Provincial Highway 74 (台74線), also known as the Kuaiguan-Wufeng Expressway (快官烏日線) or Taichung Ring Expressway (台中環線), is an expressway around Taichung City. It starts at Kuaiguan Interchange on Freeway No. 3 in Changhua City and ends at Wufeng Interchange on Freeway No. 3 in Wufeng District.

==Length==
===Main line===
The total length of main line is 37.841 km. The route between Kuaiguan Interchange and Zhongqing Rd. was opened to the public on May 5, 2002. During this time it was known as the Taichung-Changhua Expressway (中彰快速道路). Afterwards, the east section between Songzhu Rd. and Wufeng Interchange was opened to the public on December 31, 2011. The route between Zhongqing Rd. and Chongde Rd. was opened to traffic on December 31, 2013.

===Branch Line===
The branch line (Provincial Highway No. 74A, 台74甲線) which starts at the western end of Provincial Highway No. 74 (Kuaiguan Interchange) and ends at Provincial Highway No. 1 in Huatan, Changhua. Its length is 10.5km (6.5 miles).

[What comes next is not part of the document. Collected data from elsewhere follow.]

Issue #1652, opened 2022-02-16
Dataspreadsheet: keyboard support for active cell


matthewgallo:
## What will this achieve?

Will allow arrow key usage for moving around the active cell when the entire data spreadsheet has focus.

<img src="https://user-images.githubusercontent.com/10215203/153658630-1170f9f4-8ddf-4348-9a7a-05c37ce6f81c.png" alt="Spreadsheet with active cell displaying image">

## How will success be measured?

When you can navigate through the spreadsheet via keyboard, allowing the active cell to change based on arrow key usage.

## Additional information

- Designs
- Existing code
- etc

PR #1663, opened 2022-02-18
feat(DataSpreadsheet): #1652 spreadsheet keyboard active cell

matthewgallo:
Contributes to #1652 

Adds keyboard support allowing the user to move the active cell in the spreadsheet via the use of the arrow keys or clicking on a cell within the spreadsheet.

**Note: the keyboard behavior within the spreadsheet only works when the spreadsheet is focused on
spreadsheet_with_arrow_keys

#### What did you change?
```
packages/cloud-cognitive/src/components/DataSpreadsheet/DataSpreadsheetHeader.js
packages/cloud-cognitive/src/components/DataSpreadsheet/createActiveCellFn.js
packages/cloud-cognitive/src/components/DataSpreadsheet/getCellSize.js
packages/cloud-cognitive/src/global/js/hooks/index.js
packages/cloud-cognitive/src/global/js/hooks/useActiveElement.js
```
Storybook and ran tests


elycheea (commented):
Overall looks good but what’s the expected behavior if someone does hit tab while in the data spreadsheet? Right now, the whole table is focused. Hitting tab seems to exit the table and tab through Storybook (probably expected), however, the data table doesn’t lose its focus class/style, which it probably should.

Also, it looks like the header row in the compact size data table gets misaligned though. I can open a separate bug for that since it doesn’t seem like related to these changes.

matthewgallo:
I made sure that if the spreadsheet loses it's focus, then it's border will no longer show when tabbing away

elycheea (approved):
Looks good! Thanks for making that change. 🌟

PR #1679, opened 2022-02-21
feat(InlineEdit): add cancel on use of escape key

lee-chase:
Contributes to #1492 

#### What did you change?

Pressing escape now attempts to cancel edit.

Storybook.


packages/cloud-cognitive/src/components/InlineEdit/InlineEdit.js
```diff
@@ -197,9 +197,14 @@ export let InlineEdit = React.forwardRef(
...
-      if (ev.key === 'Enter') {
-        ev.preventDefault();
-        refInput.current.blur(); // will cause save
+      switch (ev.key) {
+        case 'Enter':
+          ev.preventDefault();
+          refInput.current.blur(); // will cause save
+          break;
+        case 'Escape':
+          refInput.current.blur(); // will cause save
```
dcwarwick, line 206: The PR title says "add cancel on use of escape key", but what you're actually doing on use of escape key is save. Just checking which of these was intended -- should escape trigger save, or should it trigger cancel? If the former, maybe fix the PR title :-) if the latter, fix the code :-)

lee-chase: Ah yes, oops @dcwarwick

Issue #1682, opened 2022-02-22
Tearsheet heading border being cut by margin-right


davidebibm:
## What package(s) are you using?

- [x] Carbon for IBM Products (or Carbon for IBM Cloud & Cognitive)

## Detailed description

> Describe in detail the issue you're having.
Tearsheet heading border being cut by margin-right

> Is this issue related to a specific component?
Tearsheet

> What did you expect to happen? What happened instead? What would you like to
> see changed?
border not begin cut

> What browser are you working in?
chrome

> What version of the @carbon/ibm-products (or @carbon/ibm-cloud-cognitive)
> package are you using?
v1.7.0

> What offering/product do you work on? 
https://github.ibm.com/automation-base-pak/pm-wui-react

## Steps to reproduce the issue

1. just open Tearsheet on https://carbon-for-ibm-products.netlify.app/?path=/story/ibm-products-components-tearsheet-tearsheet--fully-loaded

## Additional information

https://carbon-for-ibm-products.netlify.app/?path=/story/ibm-products-components-tearsheet-tearsheet--fully-loaded
![image](https://user-images.githubusercontent.com/98974352/155150436-12bd3e19-b790-4577-bc6e-1015a4770ec3.png)

elycheea:
Released in [@carbon/ibm-products@1.9.0](https://github.com/carbon-design-system/ibm-cloud-cognitive/releases/tag/%40carbon%2Fibm-products%401.9.0).
Thanks again for both opening this issue and contributing the fix!

PR #1683, opened 2022-02-22
fix: Using padding instead of margin to prevent border to being cut

davidebibm:
Contributes to #1682 

Fix Tearsheet heading border being cut by margin-right by replace margin with padding

#### What did you change?

Replaced margin right by adding same space to padding right

Loaded storybook up locally to test

BEFORE
BEFORE

AFTER
after


elycheea (dismissed):
Lgtm! Thanks for opening and fixing this!

elycheea (approved):
Updated the styles snapshot as discussed with @matthewgallo

PR #1684, opened 2022-02-23
chore: try different extent indicator

lee-chase:
People seem confused by the border placed around components in storybook to show the extent of the component as controlled by storybook. Typically this is used in cases where shrinking the space used by a component demonstrates an alternative behaviour.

==Major Cities Along the Route==
- Changhua City
- Taichung City

==Exit list==

County: Location; km; mi; Exit; Name; Destinations; Notes
Changhua: Changhua; 0.000; 0.000; 0; Kuaiguan; Nat 3 – Nantou, Hemei Prov 74A south; Roadway continues as PH 74A
Taichung City: Wuri; 1.650; 1.025; 1; Chenggong; Wuri
Nantun: 4.000; 2.485; 4; HSR Taichung; THSR Taichung Station
5.500: 3.418; 5; Nantun 1; Section 4, Huanzhong Road; Eastbound exit and westbound entrance
7.140: 4.437; 7; Nantun 2; Cty 136 (Wuquan West Road)
Xitun: 8.900; 5.530; 8; Xitun 1; Shizheng Road
10.000: 6.214; 10; Xitun 2; Chaoma Road / Qinghai Road
10.940: 6.798; 11; Xitun 3; Xitun Road
13.000: 8.078; 13; Beitun 1; Kaixuan Road
Beitun: 14.8; 9.2; 14; Beitun 2; Section 3, Songzhu Road, Nat 1 – Fengyuan, Prov 1B (Zhongqing Road) – Daya District
16.987: 10.555; 16; Chongde; Chongde Road
Tanzi: 18.847; 11.711; 18; Tanzi; Prov 3 (Zhongshan Road) – Tanzi District
20.1: 12.5; 20; Tanzi JCT; Nat 4 – Tanzi, Fengyuan
Beitun: 22.750; 14.136; 22; Songzhu; Section 1, Songzhu Road / Dongshan Road
24.411: 15.168; 24; Taiyuan; Taiyuan Road
Taiping–East district line: 26.935; 16.737; 26; Taiping; Zhongshan Road, Leye Road, Dongping Road – Taiping District
Dali: 30.137; 18.726; 30; Dali 1; Defang South Road, Zhenxing Road, Taiping Road
32.854: 20.415; 32; Dali 2; To Prov 63 (Zhongtou Highway) / Jiati South Road, Zhishan Road
34.7: 21.6; 34; Caohu; Zhongshan Road-Dali Software Park
Wufeng: 37.841; 23.513; 37; Wufeng; Nat 3 to Nat 6 – Caotun, Wuri District Prov 3 – Wufeng
1.000 mi = 1.609 km; 1.000 km = 0.621 mi Incomplete access; Unopened;

==Intersections with other Freeways and Expressways==
- Freeway No. 3 at Kuaiguan Interchange in Changhua City and Wufeng Interchange in Wufeng District.
- Freeway No.4 at Tanzi JCT in Tanzi
- Freeway No. 1 at Beitun 2 Interchange in Beitun.

==Notes==
The original plan has a western section between Changhua Coastal Industrial Park and Hemei Interchange of Freeway in Hemei, Changhua. The exact route has now been constructed and named as Provincial Highway No. 61B. It was opened to the public on October 15, 2011.